La paloma lo miraba y se reía

de ver la pena que el cazador sentía…

La paloma voló

y en el aire le decía:

anda ensáyate primero,

que si no no caigo yo…

Zum… zum… zum. Zum… zum… zum…

No comprendió nada de lo que le dijo Pochote Puac, pero debajo de ese no comprender sabía lo que le había dicho al sumergirlo en su palabra y hacerlo absorber por sus poros un fuego sin color, emanación helada de una cristalizada ausencia, de la que sobre su piel quedaba una sensación de polvo blanco, de escamas de pescado lunar…

Puac dijo, tocándole la frente con la extremidad de sus dedos de raíz de adormidera:

– La ceiba negra de sueños de pesadilla. Hay que derribarla a golpes de hacha, ¿Dónde está el hacha? En la luna. La luna echa por tierra el sueño de la ceiba negra y las pesadillas que cuelgan de sus ramas… (Oyó quebrarse en sus oídos, adentro, un espejo inmenso.) Paseo por la noche de tu pelo mi aliento de augur para barrer los malos sueños… Paseo por la noche de tu pelo mi aliento de augur…

– La ceiba blanca da sueños de niño y hay que nutrirla con leche de mujer. ¿Dónde está el seno de mujer blanco? En la montaña quemada, bajo las nubes. Hay que alimentar la ceiba del día hasta que no caiga más el ramaje del sol y existan ideas felices como niños, sobre tu frente. Paseo por tu frente mi soplo de augur, sobre tus párpados, los párpados no se hunden en el sueño, flotan, son de piedra pómez en el agua del río.

– La ceiba roja da el sueño de la guerra amorosa. Hay que alimentarla con sangre. Hay que encender el fuego de la batalla placentera, de la lucha en que desaparecen los que salen multiplicados. Por el tributo que se le paga, árbol de carne en flor, es rubí líquido el vino virginal, foco de calamidades el ombligo, el perro del vientre guarda su ladrido y pulpa de coral da rosa a los pezones, al abanico de las orejas, a la punta de los dedos y al sexo alado, mariposa presa en el musgo de la ceiba roja.

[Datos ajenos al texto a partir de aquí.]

PR #502, opened 2017-05-31
Purchasing payment

### LINKED ISSUE #422: Add Purchasing
Functional Requirements

When a user clicks the buy button in a listing, the purchase modal will appear, and the user will be able to use it to complete their purchase of the listing.

## Modal
- [x] When the "Buy" button is clicked in a listing, the Purchase modal will appear.
- [x] The Purchase modal is closed by clicking the close button in the top right of the modal, or by clicking the "Return to Listing" link at the top left.
- [x] The avatar of the seller is shown next to the "Return to Listing" button.

## Summary
- [x] A thumbnail of the listing is shown.
- [x] The title of the listing is shown, limited to one line. It is truncated if it is too long with an ellipses.
- [x] The variants selected on the listing screen are shown, stacked vertically.
- [x] A quantity input is present. It is used to set the quantity being purchased of the listing.
    - [x]  When the quantity input value changes, the quantity, listing price and total price in the sidebar should change.
    - [x] When the Payment section is visible, the quantity input is hidden or removed.
- [x] The total price of the listing is shown.

## Shipping
- [x] If the listing has shipping, the shipping section is shown.
- [x] If the user has at least one address in their settings:
    - [x] There is a drop down to select an existing address.
    - [x] There is a link to add a new address.
- [x] If the user has no addresses in their settings, the Add New Address Form is shown.
- **QUESTION:** to reduce scope, can this open the settings/addresses modal instead, and when it is saved the list of addresses in the dropdown updates? If no addresses are shown, there could be a link to add an address which would open the settings/addresses modal. [YES}
- [x] A list of all the shipping options that can deliver to the chosen address is shown.
- [x] Changing the address in the dropdown should update the list of shipping options.
- [x] If an address the listing can't be shipped to is selected, a message that the address can't be shipped to is shown.
- **QUESTION:** would it be better to disable unshippable addresses?
- [x] The shipping options are sorted by least to most expensive.
- [x] The shipping options are radio buttons, the first one should be selected by default.
- [x] Selecting a shipping option should update the shipping cost and total in the sidebar.

## Add New Address Form
- [x] When the add a new address link is clicked, the add new address form is shown. It is the same as the address form in settings/addresses.
- [x] If the user has at least one address saved, the address form has a "View Addresses" link, that will hide the new address form.
- [x] Clicking the Add Address button will save the current address.
- [x] When a new address is saved, it is added to the user's settings, which will need to be saved and published.

## Payment Type
- [x] the user can select Bitcoin or altcoins (via ShapeShift).
- [x] the user can select or deselect the Moderated Payment option.
- [x] if the user selects the Moderated Payment option, the Moderators section appears. It disappears if the option is deselected.
-[ ] if moderators are available, Moderated Payment is checked by default.
- **NOTE:** Remove the radio button
- **QUESTION:** have we ruled out timeout payments for v2.0 at this point? If so, the disclaimer text should be modified appropriately.

## Moderators
- [x] show a list of available moderators for this purchase.
- [x] the list uses radio buttons, the first one is selected by default if the list is visible
- [x] show a static version of the fee (don't re-calculate it on the fly based on the listing price)
- [x] the first moderator to load is selected by default
- [x] the Pay button can't be clicked if Moderated Payment is checked but no moderator is selected (or loaded)

## Additional Information
- [x] there is an input for an email address
- [x] if the listing has coupon codes, show the Coupon Code Input.
- [x] if a coupon code has been applied that matches an existing code, show a message showing it has been added.
- [x] when a coupon is added, the code will be hashed, and compared to the list of hashes in the contract. If it matches one of them, the coupon is applied. If it does not match, an error is shown.
- [x] any number of coupons can be added, they are listed below the input (they are sent to the server as an array of coupon codes). Duplicates are disregarded. 
- [x] there should be a X next to each coupon code 

## Sidebar
- [x] if possible, the sidebar should have a fixed position, and move with the page when it is scrolled.
- [x] when the payment is confirmed, the Pay button becomes a Close button and a confirmation message is shown below it.
- [x] show the quantity
- [x] show the listing total price (price x quantity)
- [x] if the product is physical, shipping should be displayed. If no shipping option has been selected yet (if the user has no addresses, for instance), it should be 0.
- [x] if there is a coupon code applied, it should display here
- [x] the total should be displayed, adding all the price numbers
- [x] **NOTE:** do not disabled the Pay button, instead show an error message (and scroll to it if necessary) 

## Payment
- [x] the current Paid or Unpaid status is shown. **NOTE:** remove this 
- [x] when the Refresh button is clicked, the payment status is refreshed. NOTE: remove the refresh button
- [x] a QR code is shown that can be used to pay for the transaction.
- [x] the amount that needs to be paid in BTC is shown (apply the BTC denomination from their settings)
- [x] when the copy link next to the amount (or the amount) is clicked, the amount is copied to the clipboard and a copied tooltip is shown.
- [x] the payment address is shown
- [x] when the copy link next to the address (or the address) is clicked, the address is copied to the clipboard and a copied tooltip is shown.
- [x] when the Pay from wallet button is clicked, a confirmation box is shown.
    - [x] if the user has sufficient funds (based on the total, ignoring fees), the confirmation box shows the amount to be paid, a cancel button, and a confirm button.
    - [x] show the current total in the wallet also (not in the designs)
    - [x] when the confirm button is pressed, it will have a spinner.
- [ ] when the Pay with altcoins button is clicked, the Shapeshift modal is shown.

## Payment Confirmed
- [x] when the payment is confirmed, the Payment Confirmed section is shown and the Payment section is hidden.
- [x] the purchases link opens the Transactions/Purchases screen when clicked.
- [x] there is an area to send a message to the seller.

Y al decir así Puac sopló en el pecho de Vidal Mota, sobre los dos círculos de sus tetillas color de corcho.

– La ceiba verde da el sueño de la vida. Hay que nutrirla para que la vida siga. No tiene Poniente. Por todos lados en ella se levanta el sol. En sus ramas está la casa de la lluvia. Es un árbol de pájaros en lugar de hojas. Un aleteo gigante. Un canto a la esperanza. Muertos y vivos trabajando. El rayo se quiebra los dientes en su quietud redonda. Pepitas de duro sueño hacen pesadas sus trenzas de hueso y de silencio. La tierra ha venido a sentarse en redor de su tronco que no abarcan veinte brazos de hombre, con todos sus hijos abrazados contra su pecho.

Guardó su palabra el augur para apoyar en los hombros de Vidal Mota sus manos, y cuando las tuvo apoyadas, firmemente apoyadas, levantó la voz de sus mandamientos:

– ¡La ceiba roja, ceiba de la lucha amorosa, yo hombre de testículos amarillos, llené tu sangre roja!

– ¡La ceiba verde, ceiba de la vida, yo hombre de asentaderas de tiniebla, llené tu sangre verde!

– ¡La ceiba blanca, yo hombre de cascos rosados, llené tu sangre blanca, hijos de tu sexo sean y alimentados con leche de la mujer que en ellos se riegue para encontrar en sus cuerpos el blanco líquido con que a ti te amamantaron cuando en ti se vino a juntar la leche de tu madre y la leche con que tu abuela alimentó a tu padre!

– ¡Y caiga la ceiba negra, la pesadilla, la negación, bajo las hachas de la luna!

El señor Bastían Cojubul soltó por las narices y la boca, tres cañones de humo, el bien del cigarrito de tabaco fuerte como chile y en su nube de viaje para arriba sintió que se le iba la cara al quinto cielo borrándole las arrugas de los tantos años. Para qué se iba a recordar de cuántos eran. Y un poco con catarata tenía el ojo derecho.